Hauppauge, NY, August 19, 2016 --(PR.com
)-- Now that summer is here most office buildings and homes are turning on their air conditioners. Everyone knows the increased cost and environmental impact associated with A/C. However, there is one company on Long Island planning to change the way people heat and cool their homes and revolutionize the home heating industry. Thermolift is a company started in 2012 that is producing a natural gas driven air conditioner and heat pump that will replace 3 systems: heating, cooling and hot-water systems with one system. Omnicon had the opportunity to interview CEO and Co-Founder of Thermolift, Paul Schwartz, along with The Omnicon Group's Software Technical Lead, Kevin Ramkishun to gain insight on this cutting edge technology that is being developed.
What makes the Thermolift Heat Pump different then current technology? PS: "Thermolift is a TC cycle (Thermal Compression) system that can heat and cool at the same time using natural gas not electricity. So we call ourselves a natural gas air conditioner and heating pump."
How will it revolutionize the home heating industry? PS: "60-70% of homes in the United States are connected to natural gas or propane bottle mix gas. The maximum efficiency state of the art heating systems can achieve with traditional condensing boilers and furnace equipment is about 96%. We can improve on that by around 30-50%. Of course you can only get 100% efficiency but we use fuel to create heat to drive the system and it allows us to pump heat from the outside. When we burn 1 unit of heat it produces 1.65 units of energy total into the system because we are attracting that additional heat from the environment, even in cold climate systems. That would be the equivalent of 150-165% efficiency with the combination of both sources. The term of efficiency is called COP – coefficient of performance. Another benefit of our system is when you're using it in the summer time to cool your house the byproduct is hot water. So during the summer time you don't have to pay for hot water."

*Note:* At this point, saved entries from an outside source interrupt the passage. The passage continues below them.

PR #4573, opened 2026-08-21
Performance improvements

leijurv:
Hello, I would like to share some performance improvements to Mapnik.

The motivation was profiling OSM Carto, for which this PR delivers significant speedups to the mid zoom levels.

Please see the following table of before/after Mapnik CPU seconds (not wall-clock time, so we exclude postgres, because that is controlled by the style's queries & indexes). This is measured as 256x256 tiles with 128px buffer, OSM Carto style [v6.0.0](https://github.com/openstreetmap-carto/openstreetmap-carto/releases/tag/v6.0.0), centered on [this](https://www.openstreetmap.org/#map=19/34.056089/-118.234794) coordinate (same as I measured in #4572).

Particularly note the rows around Z10. This was primarily caused by a significant number of `planet_osm_point` features that are style filtered out (Z10 is the first zoom level with POIs (e.g. airports)).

Can you talk more about the working relationship between The Omnicon Group and Thermolift? PS: "Thermolift uses experts from around the world and that's how we found Omnicon. They came recommended from the Dean at Stony Brook University. The advantage working with Omnicon is the fast response time, high level of quality communication, problem solving capabilities, and broad expertise. That has driven a relationship in a very short period of time towards a solution."
How is Omnicon assisting Thermolift with the 2.0 prototype? KR: "Thermolift's mechanical design requires precise motion control electronics. Omnicon is aiding Thermolift's design team in the development of an electronic controller for their heat pump. A control strategy is being developed and modeled, and software is developed based on the model. Where possible, Omnicon is also assisting with improving the design of the electronic hardware of the controller and improving the hardware and software interfaces to allow for higher performance and accuracy. The tasks include developing a model in MATLAB/Simulink, developing and iterating control strategies, implementing the control laws in software, and testing on a test stand and on the real Thermolift heat pump. This work bridges many disciplines including mechanical engineering, electronics, software and control theory. It is an iterative process in which we gather data from running the machine, analyze the data and metrics to identify further improvements that can be made, and then implement those improvements to once again run the machine."
What technology issues has Omnicon solved? KR: "Some of the primary considerations in the Thermolift heat pump technology are cycle time (how long it takes the displacers to move from end to end) and landing velocity (how fast the displacers are moving when they reach the end). The cycle time directly impacts the efficiency of the heat pump, and a soft landing approach is desired to reduce the acoustic noise generated by the pump during operation because the pump is designed for residential use. The two metrics compete, however, and smart tradeoffs must be made to balance the two. Omnicon's control strategy has a fast cycle/soft landing approach as its primary design goal. Also related is power efficiency, which the Omnicon control system seeks to minimize by allowing the thermodynamic and mechanical aspects of the design do most of the work, rather than the electronics."